Personally I've always thought Mac Pro 7,1 best fits these boards, and that's what I use. There used to be some annoyances with going with Mac Pro because of the PCIe and memory alerts, but Acidanthera's RestrictEvents.kext sorts that out nicely.

iMac 17,1 definitely doesn't sound ideal - for one thing it has an iGPU, which the i9-10980XE does not.

i9-10980XE is Cascade Lake-X, where the real Mac Pro 7,1 is Cascade Lake-W (Xeon). Not a perfect fit, but closer than iMac 17,1 for sure.

I know many X299 users choose iMac Pro. As far as I'm aware there's not really any practical difference between that and Mac Pro 7,1 - besides the need for RestrictEvents.kext on Mac Pro; both work fine. But the fact that iMac Pro is now discontinued is IMHO another reason to go Mac Pro.

Can't comment on the Aorus Master, but I'm reasonably pleased with the i9-10980XE. Seems like a decent CPU, especially if you're in a position to overclock it a bit (which requires good cooling, most likely with water - at least an AIO.) It's not going to compete with AMD Threadripper, but I for one wasn't willing to risk the various software incompatibilities that an AMD Hack has.

One thing you will want to check regarding the Aorus is whether it has the broken NVRAM that plague many X299 boards.
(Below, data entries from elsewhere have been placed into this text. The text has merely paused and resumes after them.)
Issue #405, opened 2024-05-22
INFO modules in redis do not work in garnet.


kyuminMoon:
### Describe the bug

When using INFO modules through redis-cli in redis cluster mode, the values below are returned.
```
#Modules
module:name=graph,ver=20019,api=1,filters=0,usedby=[],using=[],options=[]
module:name=rg,ver=10001,api=1,filters=0,usedby=[],using=[ai],options=[]
module:name=ReJSON,ver=10004,api=1,filters=0,usedby=[],using=[],options=[]
```

However, in garnet cluster mode, the error below is returned.
```
[2024-05-22 12:10:42] ERR Invalid section MODULES. TRY INFO HELP
```
Since client tools are using the command, I think this part needs to be fixed quickly.

### Steps to reproduce the bug

```
redis-cli > INFO modules
```

PR #408, opened 2024-05-22
INFO field for modules

badrishc:
Fixes https://github.com/microsoft/garnet/issues/405


vazois (approved):
Looks good! I added missing help message.

PR #410, opened 2024-05-22
Custom Command Registration Updates

TalZaccai:
- [x] Added option to register custom transaction with (optional) command info
- [x] Added option to dynamically register custom commands / transactions while specifying path for JSON file containing commands info on Garnet server
- [x] Added examples for registering a command + transaction with a RESP command info object in GarnetServer's Main
- [x] Added tests for dynamic command registration while specifying command info JSON path on server
- [x] Updated REGISTERCS website docs to reflect changes


main/GarnetServer/Program.cs
```diff
@@ -46,7 +44,18 @@ static void Main(string[] args)
         static bool TryRegisterExtensions(GarnetServer server)
```
badrishc, line 44: Does not need to return bool any more.

test/Garnet.test.cluster/Garnet.test.cluster.csproj
```diff
@@ -24,6 +24,7 @@
 
   <ItemGroup>
     <PackageReference Include="CommandLineParser" />
+    <PackageReference Include="Microsoft.CodeAnalysis" />
```
badrishc, line 27: why is this package added?

TalZaccai: I moved the CreateTestLibrary method (that uses CodeAnalysis to build the dlls with the custom classes) to TestUtils since I needed it in a separate test class. Because test.cluster has a link to TestUtils, it also needs that package...

badrishc (approved):

PR #417, opened 2024-05-23
Various API bugfixes

TalZaccai:
- [x] TTL / PTTL should return -2 when key does not exist
- [x] MODULE * should return an unknown command error since not yet implemented
- [x] GETRANGE with non-existing key should return an empty string
- [x] SRANDMEMBER with non-existing key and count specified should return an empty array
- [x] [H|S|Z|CO]SCAN with too few parameters should return an error
- [x] GEO commands (except GEODIST) should return an array of null arrays
- [x] GEOADD with CH and NX options should include added items in output count
- [x] RUNTXP with too few parameters should return an error

Added tests for all cases described


badrishc:
cc @kevin-montrose

libs/server/Resp/Objects/SharedObjectCommands.cs
```diff
@@ -25,109 +25,114 @@ private unsafe bool ObjectScan<TGarnetApi>(int count, byte* ptr, GarnetObjectTyp
...
+            pcurr += sizeof(int);
+
+            // Prepare length of header in input buffer
+            var inputLength = (int)(recvBufferPtr + bytesRead - (byte*)inputPtr);
 
+            // Prepare GarnetObjectStore output
+            var outputFooter = new GarnetObjectStoreOutput { spanByteAndMemory = new SpanByteAndMemory(dcurr, (int)(dend - dcurr)) };
+            var status = storageApi.ObjectScan(key, new ArgSlice((byte*)inputPtr, inputLength), ref outputFooter);
+
+            //restore input buffer
```
badrishc, line 114: Nit: "//[space]**R**estore input buffer"

yrajas (approved):

PR #419, opened 2024-05-24
Support WITHSCORE option in ZRANK, ZREVRANK commands

yrajas:
**Problem**
Currently, processing accepts the WITHSCORE parameter to ZRANK and ZREVRANK commands, but the result is not built with the score if the parameter is passed in.

**Fix**
Modified the ZRANK, ZREVRANK implementation to have the ability to provide either a single rank integer output or an array output based on presence of WITHSCORE parameter.


TalZaccai (approved):
LGTM!

badrishc (approved):

PR #431, opened 2024-05-30
Remove misc. temporary allocations from RESP parsing

PaulusParssinen:
This PR first introduces `RespWriteUtils.TrySliceWithLengthHeader(out ROS<byte>, ..)` <sub>(Better name suggestions are welcomed)</sub> method to ease allocation-free RESP command parsing. This PR then utilizes the new method in various places of command parsing and eliminates various tiny allocations with it.

> [!Warning]
> Like with the existing ``RespReadUtils.ReadPtrWithLengthHeader`` method, caller must be careful when using `TrySlice`. The underlying memory the sliced span points to can be clobbered from the object header tricks or by buffer reallocation (`ObjectUtils.ReallocateOutput`) in many places. In those places, we have no option but to copy to new array due to the current way the buffer is managed.

This PR also moves and adds more common Ascii manipulation logic to `AsciiUtils` and delegates some of them to vectorized BCL implementations.

This method overload will gain more use in .NET 9 where we'll be able to allocation-free lookups against the BCLs hash-based collection types via `IAlternateEqualityComparer<in TAlternate, T> where TAlternate : allow ref struct`.


libs/common/AsciiUtils.cs
```diff
@@ -1,17 +1,87 @@
...
+#endif
+    }
+
+    /// <summary>
+    /// Check if two byte spans are equal, where right is an all-upper-case span, ignoring case if there are ASCII bytes.
+    /// </summary>
+    public static bool EqualsIgnoreCase(ReadOnlySpan<byte> left, ReadOnlySpan<byte> right)
+    {
+#if NET8_0_OR_GREATER
+        return Ascii.EqualsIgnoreCase(left, right);
```
badrishc, line 66: The idea of `EqualsUpperCaseSpanIgnoringCase` is that we assume the common case is both are upper case in which Sequence.Equals is the fast path. Only otherwise do we pay the detailed comparison cost. Also, we do not want to call Ascii.EqualsIgnoreCase even in the slow path, as our loop knows that the right side is upper-case and thus can avoid a few comparisons.

badrishc: Even the vector optimized version [here](https://github.com/gfoidl/dotnet-runtime/blob/main/src/libraries/System.Private.CoreLib/src/System/Text/Ascii.Equality.cs#L195) has to do a lot as it is unable to make assumptions about ASCII or the right being upper case.

PaulusParssinen: Alright then, I don't feel strongly about this one. 

We will get JIT to completely unroll the half-const inputs someday though :) I have been pestering one of the JIT developers about it for a while now and thought to use this as motivation 😆

libs/common/AsciiUtils.cs
```diff
@@ -1,17 +1,83 @@
...
+        foreach (ref var c in command)
+            if (c > 96 && c < 123)
+                c -= 32;
+#endif
+    }
+
+    /// <summary>
+    /// Check if two byte spans are equal, where right is an all-upper-case span, ignoring case if there are ASCII bytes.
+    /// </summary>
+    public static bool EqualsIgnoreCase(ReadOnlySpan<byte> left, ReadOnlySpan<byte> right)
```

It's not the end of the world but it is quite an annoyance, and requires a workaround for Big Sur install (details are in the X299 Big Sur thread.)
 
One thing you will want to check regarding the Aorus is whether it has the broken NVRAM that plague many X299 boards. It's not the end of the world but it is quite an annoyance, and requires a workaround for Big Sur install (details are in the X299 Big Sur thread.)

Oh boy. I've been hackintoshing for almost a decade so I'm not a newcomer to weird issues, but my pressure starts going up at the mere thought of the workarounds and other tweaks because a board is poorly designed or the BIOS is buggy.

Is ASUS a better option? Prices are through the roof at the moment, with most ASUS board going for north of $700.

P.S.

Another option for me would be the GIGABYTE X299 DESIGNARE EX. I heard that X299 are better than X299X boards, so even though the Designare is less powerful overall than the AORUS, I will gladly take less SATA ports and less headaches.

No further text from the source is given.